Monolayer Graphene Terahertz Detector Integrated with Artificial Microstructure
Mengjie Jiang,
Kaixuan Zhang,
Xuyang Lv,
Lin Wang,
Libo Zhang,
Li Han,
Huaizhong Xing
Affiliations
Mengjie Jiang
State Key Laboratory for Modification of Chemical Fibers and Polymer Materials, Department of Optoelectronic Science and Engineering, Donghua University, Shanghai 201620, China
Kaixuan Zhang
State Key Laboratory for Modification of Chemical Fibers and Polymer Materials, Department of Optoelectronic Science and Engineering, Donghua University, Shanghai 201620, China
Xuyang Lv
State Key Laboratory for Modification of Chemical Fibers and Polymer Materials, Department of Optoelectronic Science and Engineering, Donghua University, Shanghai 201620, China
Lin Wang
State Key Laboratory for Infrared, Physics Shanghai Institute of Technical Physics, Chinese Academy of Sciences, 500 Yu-tian Road, Shanghai 200083, China
Libo Zhang
State Key Laboratory for Infrared, Physics Shanghai Institute of Technical Physics, Chinese Academy of Sciences, 500 Yu-tian Road, Shanghai 200083, China
Li Han
State Key Laboratory for Infrared, Physics Shanghai Institute of Technical Physics, Chinese Academy of Sciences, 500 Yu-tian Road, Shanghai 200083, China
Huaizhong Xing
State Key Laboratory for Modification of Chemical Fibers and Polymer Materials, Department of Optoelectronic Science and Engineering, Donghua University, Shanghai 201620, China
Graphene, known for its high carrier mobility and broad spectral response range, has proven to be a promising material in photodetection applications.

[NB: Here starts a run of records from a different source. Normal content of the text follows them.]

PR #1110, opened 2019-07-19
AC-848: Added UI Options to hide terminated subaccounts

PatrickSison:
### What Changed
 - UI Option to filter subaccounts

### How To Test
 - Go to `/account/settings`
 - Toggle account option to hide terminated subaccounts
 - Check list page for subaccounts
 - Check typaheads don't show terminated subaccounts if enabled

### To Do
- [ ] Address feedback

### DIFF
--- a/src/pages/account/components/UIOptionsPanel.js
+++ b/src/pages/account/components/UIOptionsPanel.js
@@ -1,0 +1,55 @@
+import React, { Component } from 'react';
+import { Panel, Toggle, Grid } from '@sparkpost/matchbox';
+import LabelledValue from 'src/components/labelledValue/LabelledValue';
+import { isAccountUiOptionSet } from 'src/helpers/conditions/account';
+import { update as updateAccount } from 'src/actions/account';
+import { connect } from 'react-redux';
+
+export class UIOptionsPanel extends Component {
+
+
+  setUIOption = () => {
+    const { updateAccount, hideTermSubEnabled } = this.props;
+    const body = {
+      options: {
+        ui: {
+          hideTerminatedSubaccounts: Boolean(!hideTermSubEnabled)
+        }
+      }
+    };
+    updateAccount(body);
+  };
+
+  render() {
+    const { hideTermSubEnabled, loading } = this.props;
+
+    return (
+      <Panel title='UI Options'>
+        <Panel.Section>
+          <Grid>
+            <Grid.Column xs={11}>
+              <LabelledValue label='Hide Subacounts'>
+                <p>Hide terminated subacounts. Resources associated with terminated subaccounts can still be accessed.</p>
+              </LabelledValue>
+            </Grid.Column>
+            <Grid.Column xs={1}>
+              <Toggle
+                id="hideTerminatedSubaccounts"
+                checked={hideTermSubEnabled}
+                disabled={loading}
+                onChange={this.setUIOption}
+              />
+            </Grid.Column>
+          </Grid>
+        </Panel.Section>
+      </Panel>
+    );
+  }
+}
+
+const mapStateToProps = (state) => ({
+  hideTermSubEnabled: isAccountUiOptionSet('hideTerminatedSubaccounts')(state),
+  loading: state.account.updateLoading
+});
+
+export default connect(mapStateToProps, { updateAccount })(UIOptionsPanel);
--- a/src/pages/account/components/UIOptionsPanel.js
+++ b/src/pages/account/components/UIOptionsPanel.js
@@ -11,7 +11,7 @@ const OPTIONS = [
   {
     key: 'hideTerminatedSubaccounts',
     label: 'Hide Subaccounts',
-    description: 'Hide terminated subacounts. Resources associated with terminated subaccounts can still be accessed.'
+    description: 'Hide terminated subaccounts. Resources associated with terminated subaccounts can still be accessed.'
   }
 ];
 
--- a/src/pages/account/components/UIOptionsPanel.js
+++ b/src/pages/account/components/UIOptionsPanel.js
@@ -2,6 +2,7 @@ import React, { Component } from 'react';
 import { Panel, Toggle, Grid } from '@sparkpost/matchbox';
 import LabelledValue from 'src/components/labelledValue/LabelledValue';
 import { isAccountUiOptionSet } from 'src/helpers/conditions/account';
+import { selectCondition } from 'src/selectors/accessConditionState';
 import { update as updateAccount } from 'src/actions/account';
 import { connect } from 'react-redux';
 
@@ -13,7 +14,7 @@ export class UIOptionsPanel extends Component {
     const body = {
       options: {
         ui: {
-          hideTerminatedSubaccounts: Boolean(!hideTermSubEnabled)
+          hideTerminatedSubaccounts: !hideTermSubEnabled
         }
       }
     };
@@ -24,7 +25,7 @@ export class UIOptionsPanel extends Component {
     const { hideTermSubEnabled, loading } = this.props;
 
     return (
-      <Panel title='UI Options'>
+      <Panel title='Account Options'>
         <Panel.Section>
           <Grid>
             <Grid.Column xs={11}>
@@ -48,7 +49,7 @@ export class UIOptionsPanel extends Component {
 }
 
 const mapStateToProps = (state) => ({
-  hideTermSubEnabled: isAccountUiOptionSet('hideTerminatedSubaccounts')(state),
+  hideTermSubEnabled: selectCondition(isAccountUiOptionSet('hideTerminatedSubaccounts'))(state),
   loading: state.account.updateLoading
 });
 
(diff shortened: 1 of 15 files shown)


bkemper:
How does this work if another resource template, webhook, etc. is assigned to the terminated subaccount?

src/selectors/subaccounts.js
```diff
@@ -33,6 +34,10 @@ export const selectSubaccountFromQuery = createSelector(
   (subaccounts, id) => _.find(subaccounts, { id: Number(id) })
 );
 
+export const selectFilteredSubaccounts = (state) => _.filter(state.subaccounts.list, ({ status }) =>
```
bkemper: Selectors should always be created with `createSelector` unless it is an state or prop assessor (e.g. `getSubaccounts`).

src/pages/account/components/UIOptionsPanel.js
```diff
@@ -0,0 +1,55 @@
...
+      }
+    };
+    updateAccount(body);
+  };
+
+  render() {
+    const { hideTermSubEnabled, loading } = this.props;
+
+    return (
+      <Panel title='UI Options'>
```
bkemper: Is the average user going to know what UI is?

src/selectors/subaccounts.js
bkemper: This `selectFilteredSubaccounts` variable name is misleading.  The list is only filtered if the account option is set.  I think it would be better to build this logic into `selectSubaccounts`.

```
export const selectSubaccounts = createSelector(
  [getSubaccounts, selectCondition(isAccountUiOptionSet('hideTerminatedSubaccounts'))],
  (subaccounts, hideTerminatedSubaccounts) => {
    const visibleSubaccounts = hideTerminatedSubaccounts
      ? subaccounts.filter(({ status }) => status !== 'terminated')
      : subaccounts;

    return visibleSubaccounts.map((subaccount) => formatSubaccount(subaccount));
  }
);
```

If we find cases when even with the flag we need the entire list, we can make a more explicit selector.

bkemper: A benefit to the selector pattern is they are easily testable.  Please make sure this is tested.

src/pages/account/components/UIOptionsPanel.js
```diff
@@ -0,0 +1,55 @@
...
+        <Panel.Section>
+          <Grid>
+            <Grid.Column xs={11}>
+              <LabelledValue label='Hide Subacounts'>
+                <p>Hide terminated subacounts. Resources associated with terminated subaccounts can still be accessed.</p>
```
bkemper: Subaccounts is misspelled.

src/pages/account/components/tests/UIOptionsPanel.test.js
```diff
@@ -0,0 +1,31 @@
+import React from 'react';
+import { shallow } from 'enzyme';
+import { UIOptionsPanel } from '../UIOptionsPanel';
+
+let props;
+let wrapper;
+
+describe('UIOptionsPanel', () => {
+  beforeEach(() => {
```
bkemper: I really want to get rid of this globals+beforeEach pattern in our tests.  Instead, define a `subject`.

```
const subject = (props = {}) => shallow(
  <UIOptionsPanel 
    hideTermSubEnabled={false} // defines required params for base test case
    updateAccount={() => {}} 
    {...props} // allows overrides for each test case
  />
);
```

src/pages/account/components/tests/UIOptionsPanel.test.js
```diff
@@ -0,0 +1,31 @@
...
+    wrapper = shallow(<UIOptionsPanel {...props} />);
+  });
+
+  it('renders', () => {
+    expect(wrapper).toMatchSnapshot();
+  });
+
+  it('renders toggle correctly if option enabled', () => {
+    props.hideTermSubEnabled = true;
+    wrapper = shallow(<UIOptionsPanel {...props} />);
```
bkemper: With subject, no mutating and rendering from test.  Instead,  ...

```
const wrapper = subject({ hideTermSubEnabled: true });
expect(wrapper.find('Toggle')).toHaveProp('checked', true);
```

src/pages/account/components/UIOptionsPanel.js
```diff
@@ -0,0 +1,55 @@
...
+            </Grid.Column>
+          </Grid>
+        </Panel.Section>
+      </Panel>
+    );
+  }
+}
+
+const mapStateToProps = (state) => ({
+  hideTermSubEnabled: isAccountUiOptionSet('hideTerminatedSubaccounts')(state),
```
bkemper: Should use the `selectCondition` selector to assure access control is loaded.

src/pages/account/components/UIOptionsPanel.js
```diff
@@ -0,0 +1,55 @@
...
+      <Panel title='UI Options'>
+        <Panel.Section>
+          <Grid>
+            <Grid.Column xs={11}>
+              <LabelledValue label='Hide Subacounts'>
+                <p>Hide terminated subacounts. Resources associated with terminated subaccounts can still be accessed.</p>
+              </LabelledValue>
+            </Grid.Column>
+            <Grid.Column xs={1}>
+              <Toggle
```
bkemper: I could see us adding new options in the near future.  Since options all have the same structure, 'key', 'label', 'description', and a boolean 'value', what do you think about extracting this out into a collection?

```
const options = [
  {
    key: 'hideTerminatedSubaccounts',
    label: 'Hide Subacounts',
    description: 'Hide terminated subacounts. Resources associated with terminated subaccounts can still be accessed.'
  }
  ... 
];
```

src/pages/account/components/UIOptionsPanel.js
```diff
@@ -0,0 +1,55 @@
...
+
+export class UIOptionsPanel extends Component {
+
+
+  setUIOption = () => {
+    const { updateAccount, hideTermSubEnabled } = this.props;
+    const body = {
+      options: {
+        ui: {
+          hideTerminatedSubaccounts: Boolean(!hideTermSubEnabled)
```
bkemper: Do we need `Boolean`?

src/pages/account/components/UIOptionsPanel.js
```diff
@@ -0,0 +1,55 @@
...
+    return (
+      <Panel title='UI Options'>
+        <Panel.Section>
+          <Grid>
+            <Grid.Column xs={11}>
+              <LabelledValue label='Hide Subacounts'>
+                <p>Hide terminated subacounts. Resources associated with terminated subaccounts can still be accessed.</p>
+              </LabelledValue>
+            </Grid.Column>
+            <Grid.Column xs={1}>
```
bkemper: Instead of Grid, we should flexbox it.

Screen Shot 2019-07-26 at 12 40 24 PM

src/pages/account/components/UIOptionsPanel.js
```diff
@@ -0,0 +1,55 @@
...
+  setUIOption = () => {
+    const { updateAccount, hideTermSubEnabled } = this.props;
+    const body = {
+      options: {
+        ui: {
+          hideTerminatedSubaccounts: Boolean(!hideTermSubEnabled)
+        }
+      }
+    };
+    updateAccount(body);
```
bkemper: The update account reducer spreads `body` which will overwrite everything in `account.options`.  I think we need an `updateAccountOption` action.

src/pages/account/components/UIOptionsPanel.js
bkemper:
```

.ToggleRow {
  display: flex;

  :first-child {
    flex-grow: 1;
    padding-right: spacing();
  }
}
```

```
<LabelledValue label='Hide Subacounts'>
  <div className={styles.ToggleRow}>
    <div>
      Hide terminated subacounts. Resources associated with terminated subaccounts can still be accessed.
    </div>
    <div>
      <Toggle
        id="hideTerminatedSubaccounts"
        checked={hideTermSubEnabled}
        disabled={loading}
        onChange={this.setUIOption}
      />
    </div>
  </div>
</LabelledValue>
```

src/pages/account/components/UIOptionsPanel.js
PatrickSison: As updateAccount uses the data from request to modify state, would it be better to keep the same spread + object.assign on the options? Vs making a completely separate action? Not sure if one has advantages over other

PatrickSison: Actually,` ui` is a nested object so it would still get overwritten with object.assign

bkemper: I think it would be safer to make a new action.  Adding more complexity to `updateAccount`, even a deep merge, would leave us in a vulnerable state in the long run.   How about...

```
const setAccountOption = (key, value) => (
  sparkpostApiRequest({
    type: 'SET_ACCOUNT_OPTION',
    meta: {
      method: 'PUT',
      url: '/v1/account',
      data: {
         options: {
           ui: {
             [key]: value
          }
        }
      }
    }
  })
)
```

bkemper:
Before merging, we need to check if accounts with status='active' and compliance_status='terminated' should be hidden.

However, its high dark current has limited its application as a high-sensitivity photodetector at room temperature, particularly for the detection of low-energy photons. Our research proposes a new approach for overcoming this challenge by designing lattice antennas with an asymmetric structure for use in combination with high-quality monolayers of graphene. This configuration is capable of sensitive detection of low-energy photons. The results show that the graphene terahertz detector-based microstructure antenna has a responsivity of 29 V·W−1 at 0.12 THz, a fast response time of 7 μs, and a noise equivalent power of less than 8.5 pW/Hz1/2. These results provide a new strategy for the development of graphene array-based room-temperature terahertz photodetectors.